Rarely will you see reports offering something like the Windowpane.  Instead you’ll see correlations (r), standard deviation effects (d or g), or ratios (risk, absolute, relative, hazard, odds).  Here’s a handy conversion guide again using the Cohen conventions.

The relationship between the three types of r, d or g, and ratios, is exact, meaning you can mathematically transform one into another.  Whether a report uses r or g is typically determined by the type of data and the training of the statistician.  But, realize that an r of .10 is conceptually equivalent to a d of .20 even though the d is numerically the larger value.  If you like scaring people, whenever you are sitting through a PowerPoint, ask the presentors to translate the statistics they are using into the various Effect Sizes, like d or r.  If they look at you like you are from Mars or get defensive, check you wallet.

Here’s a nice and simple formula (PDF) for translating an Odds Ratio into the d effect size.  Take the natural log (ln) of the OR then divide by 1.81.  That will create a very close approximation of a Cohen d.  What if they don’t report an Odds Ratio, but some other kind of Ratio?  If you’re a statistician trying to get published, you know what to do, but for the rest of us living in the practical world – just use the same formula.  It’s close enough for the real world.  We’re talking money, guns, and lawyers here, not NIH peer review.

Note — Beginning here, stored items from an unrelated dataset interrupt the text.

PR #109, opened 2023-02-06
CW zip with

aepaysinger:


code_challenges/code_wars/zip_with.py
```diff
@@ -0,0 +1,24 @@
...
+
+
+class ZipWith:
+    def __init__(self, func, array1, array2):
+        self.func = func
+        self.array1 = array1
+        self.array2 = array2
+
+    def zip_with(self):
+        return [self.func(a, b) for a, b in zip(self.array1, self.array2)]
```
W-Ely, line 11: Part of the purpose of classes is reusability.  This class should be instantiated with a zip function, but be able to zip any 2 arrays.

code_challenges/code_wars/zip_with.py
```diff
@@ -0,0 +1,24 @@
+from operator import add, sub, mul
```
W-Ely, line 1: unused imports should be removed.

W-Ely (changes requested):

code_challenges/code_wars/zip_with.py
aepaysinger: i have that there for my __if__ name == "__main__" block.

W-Ely: Are all three used in your if name == main block?  If not, remove the ones that are not used.  Unused imports should not be present.

W-Ely (approved):

W-Ely (approved):

PR #113, opened 2023-03-15
CW-cut rope

aepaysinger:


code_challenges/code_wars/cut_rope.py
```diff
@@ -0,0 +1,48 @@
+def cut_rope(length, m, n):
+    rope = []
+    different_lengths = {}
+    for _ in range(length):
+        rope.append("-")
```
W-Ely, line 5: Turn this into a list comprehension.

code_challenges/code_wars/cut_rope.py
```diff
@@ -0,0 +1,48 @@
...
+
+    count_m = 0
+    count_n = 0
+    for i, section in enumerate(rope):
+        if section == "-":
+            count_m += 1
+            count_n += 1
+        if count_m == m:
+            rope.insert(i + 1, ".")
```
W-Ely, line 14: You are modifying rope as you are iterating over it.  This isn't good practice, have to find a different way to do this.

W-Ely (changes requested):
You should never modify a collection as you iterate over it.

W-Ely (approved):

W-Ely (approved):

PR #114, opened 2023-03-20
CW pig

aepaysinger:


code_challenges/code_wars/pig_latin.py
```diff
@@ -0,0 +1,18 @@
+def pig_it(text):
+    text = text.split(" ")
+    translated_text = ""
+    punctuations = [" ", ".", "!", "?"]
```
W-Ely, line 4: This should be a set, tell my why?

code_challenges/code_wars/pig_latin.py
```diff
@@ -0,0 +1,18 @@
...
+    for word in text:
+        if word in punctuations:
+            translated_text += word
+        else:
+            translated_text += word[1:] + word[0] + "ay" + " "
+    if translated_text[-1] == " ":
+        return translated_text[:-1]
+    else:
```
W-Ely, line 12: Remove this unneeded else.

W-Ely (changes requested):

code_challenges/code_wars/pig_latin.py
aepaysinger: theres only one of each option and it is quicker

W-Ely: Why is it quicker?

aepaysinger: the run time is O(n) vs O(1). With the list it has to loop through the list every time. With the set it only needs to do it once then that information is stored

W-Ely: > With the set it only needs to do it once then that information is stored

This isn't correct.  See if you can good why a set is O(n) lookup.

W-Ely (approved):

PR #115, opened 2023-03-27
CW coordinates validator

aepaysinger:


W-Ely (changes requested):
See if you can find whats wrong here.

code_challenges/code_wars/coordinates_validator.py
```diff
@@ -0,0 +1,19 @@
+def is_valid_coordinates(coordinates):
+    for character in coordinates:
+        if character.isalpha():
+            return False
+    try:
+        x_coordinate = float(coordinates.split(", ")[0])
```
W-Ely, line 6: Only do this split once.

code_challenges/code_wars/coordinates_validator.py
```diff
@@ -0,0 +1,19 @@
...
+        y_coordinate = float(coordinates.split(", ")[1])
+    except:
```
W-Ely, line 8: No bare excepts, also write a test to catch whatever case this is handling.

code_challenges/code_wars/coordinates_validator.py
```diff
@@ -0,0 +1,19 @@
...
+        return False
+    if len(list(coordinates.split(","))) > 2:
```
W-Ely, line 10: split creates a list, no need to list it.

W-Ely (changes requested):

code_challenges/code_wars/coordinates_validator.py
aepaysinger: i belive i do with my test b

W-Ely: Great there is a test. Still `No bare excepts,`. You should (almost) never except _all_ exceptions, which one(s) are you expecting, except only it or them.

PR #118, opened 2023-03-29
Leet two sum

aepaysinger:


code_challenges/adhoc/two_sum.py
```diff
@@ -0,0 +1,14 @@
+def two_sum(numbers, target):
+
+    for i in range(len(numbers)):
+        for j in range(1, len(numbers)):
```
W-Ely, line 4: This is an O(n^2) solution.  Which is fine to come up with first.  Can you think of a way to do this in single loop over the list?

code_challenges/adhoc/two_sum.py
```diff
@@ -0,0 +1,18 @@
+def two_sum(numbers, target):
+    j = len(numbers) - 1
+    numbers.sort()
```
W-Ely, line 3: `numbers.sort()` This is more than a single loop. It O(n log n) I think.

code_challenges/adhoc/two_sum.py
```diff
@@ -0,0 +1,18 @@
...
+    for i in numbers:
```
W-Ely, line 4: And this is an additional single loop.

code_challenges/adhoc/two_sum.py
```diff
@@ -0,0 +1,18 @@
...
+        while numbers[i] + numbers[j] > target:
```
W-Ely, line 5: But this could also be a full loop couln't it?

imagine numbers = [1,1,1,1,1,1,1,1,1,1,1,1,1,1,1,1,1,1,1,1,1,1,....(on billion times then), 2,3] and target = 3.

W-Ely (commented):
How can you do it without sorting (which is more than a single loop) the list and only looping over the list once?

How might a set help you with this?

aepaysinger:
i don't think i can use a set since there can be two of the same numbers in the original list

W-Ely (approved):

W-Ely:
> i don't think i can use a set since there can be two of the same numbers in the original list

I see, it want's the index back not the numbers. If it wanted the numbers a set would work just fine.

Interesting that this branch is `leet` but it's being put in adhoc 😉

PR #121, opened 2023-04-14
rotate text

aepaysinger:


code_challenges/code_wars/rotate_text.py
```diff
@@ -0,0 +1,7 @@
+def rotate(str_):
+    rotated_words = []
+    word = str_
```
W-Ely, line 3: Why are you doing this line?

aepaysinger: i was thinking that i didn't want to change what i was looping over. originally i did enumerate(_str) and didn't want to change what i was looping over. but i changed it to loop over the range(len(_str)) which wouldnt be changing so i guess i dont need to do that now

code_challenges/code_wars/rotate_text.py
```diff
@@ -0,0 +1,7 @@
+def rotate(str_):
+    rotated_words = []
+
+    for _ in range(len(str_)):
+        rotated_words.append(str_[1:] + str_[0])
+        str_ = str_[1:] + str_[0]
```
W-Ely, line 6:
```suggestion
        str_ = str_[1:] + str_[0]
        rotated_words.append(str_)
```

PR #122, opened 2023-04-17
CW morse code

aepaysinger:


code_challenges/code_wars/morse_code.py
```diff
@@ -0,0 +1,75 @@
...
+    }
+    translation = ""
+    morse_code = morse_code.split(" ")
+
+    for i in range(len(morse_code) - 1, -1, -1):
+        if morse_code[i] == "":
+            continue
+        else:
+            morse_code = morse_code[: i + 1]
+            break
```
W-Ely, line 68: Is this needed?

W-Ely: I see, without some kind of handling line 71 would fail.

code_challenges/code_wars/morse_code.py
```diff
@@ -0,0 +1,74 @@
...
+    translation = ""
+    morse_code = morse_code.strip()
+    morse_code = morse_code.split(" ")
+
+    for i in range(len(morse_code)):
+        if morse_code[i] == "" and morse_code[i + 1] == "":
+            translation += " "
+        else:
+            translation += translator[morse_code[i]]
+    return translation
```
W-Ely, line 69: This probably works to pass the tests.  Now let's think about a real world situation.  The morse code operator is tapping out a message.  What is the chance that in between each letter is exactly 3 spaces?  How would you code fail? How could you fix it?

aepaysinger: i guess they could accidentally put more than 3 spaces and with my code that would add an extra space to the translation. i guess i could add and and statement and say and morse_code[i + 2] != ""

PR #128, opened 2023-05-22
advent password philosophy

aepaysinger:
for some reason i am not getting the right outcome for the check_password_validity_b() when i enter the results in advent. it says my amount is too high. can you spot where i might be adding more items then needed?


W-Ely:
> for some reason i am not getting the right outcome for the check_password_validity_b() when i enter the results in advent. it says my amount is too high. can you spot where i might be adding more items then needed?

What is b supposed to do?

W-Ely:
Your interpretation
> It checks to see if the letter is at either index. 

isn't correct, see this line
> Exactly one of these positions must contain the given letter.

and the third example.

aepaysinger:
i see what i missed now. thanks!! quick fix

W-Ely (approved):

PR #130, opened 2023-05-25
advent dive 

aepaysinger:


code_challenges/advent_of_code/dive.py
```diff
@@ -0,0 +1,41 @@
...
+    with open("./code_challenges/advent_of_code/directions_input") as input:
+        directions = input.read().split("\n")
+    return [direction.split(" ") for direction in directions]
+
+
+def find_depth():
+    directions = get_directions()
+    horizontal = 0
+    depth = 0
+    for direction in directions:
```
W-Ely, line 11: Expand direction out here into variable that have meaning instead of using direction[0] and direction[1] below.

W-Ely (approved):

I also caution you to go High WATT when reading those ratios, whether called hazard or odds or absolute or whatever Brand Name some epidemiologist is selling that day.  Ratios are extremely persuasive numbers than can be played like chords on a guitar to produce different tones for the same values. For example, a risk that is found to be “150%” greater than the control group sounds like a big deal, but it is only a Small Effect.  Just scan that range from 1.5 to 2.5 through 4.0 to get a sense of scale.  Sure, “150%” sounds big, but compared to “250%” or “400%,” not so much.  And most health and safety research published in good peer review journals finds these Small Effects, so when you see “134%” increase, there’s a natural temptation to go “Wow!” when the effect is barely detectable over random variation.  You can read more about this in a great review article here (PDF).

Worse still is all the “adjustment” that observational researchers will employ.  Are you looking at the analysis of the raw data or have the data been modified?  Look for covariates, transformations, and other adjustments and make sure you understand what happened.  Always seek the rawest number you can find in a report, before all the adjustments.  Change is as subtle as a hammer with a thumb – either it hits or it misses.  Nuance is groovy, but simple should always be reported.  As a Rule of Thumb (and keep hammers in mind with such a Rule), whenever a presenter will not or cannot make nuance simple, I’d caution – Caution!  A good argument should procede from simple to complex with all the steps in between made apparent.  Change is from THAT to THIS, obvious, exclusive, bordered, different.

The Cool Table guys know exactly how to play the statistical sophist with ratios and make the weaker Argument appear to be the stronger Argument.  Cassandra speaks!  You are warned!


The point of this demonstration is to show that you can think with numbers in a practical and efficient way without having a statistician in the room.  Anyone can handle the windowpane approach with numbers.  Just have a clear definition of Changed? (Yes or No) and a clear definition of the Group (Treatment or Control).  Then just count and look for percentage differences.  A 10% difference is small, 30% is moderate, and 50% is large.  And, realize that while “small” may be hard to detect, it can definitely make big practical effect.

Now whether you conceptualize Effect Sizes as windowpanes or jars with marbles, you now understand what the idea, Difference, means.  You can count or see No, Small, Medium, or Large Differences and interpret those complex statistical arguments you encounter all the time.  Realize again, that this approach is not Statistics for Dummies, Idiots, or Fools, but is a standard and mathematically correct way to present quantitative information.